## INFORMATION SUPPLIED
##############################

PR #13278, opened 2025-03-06
Fix the issue that user can't use regional disk in global_instance_template

yaoyaoyaoGit:
Allow users to specify url link to zonal or regional disk resources in instance template.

##############################

## TASK TO COMPLETE
The answer is one number: how many lines of the material above contain "regional".

## RESPONSE TO THE TASK
2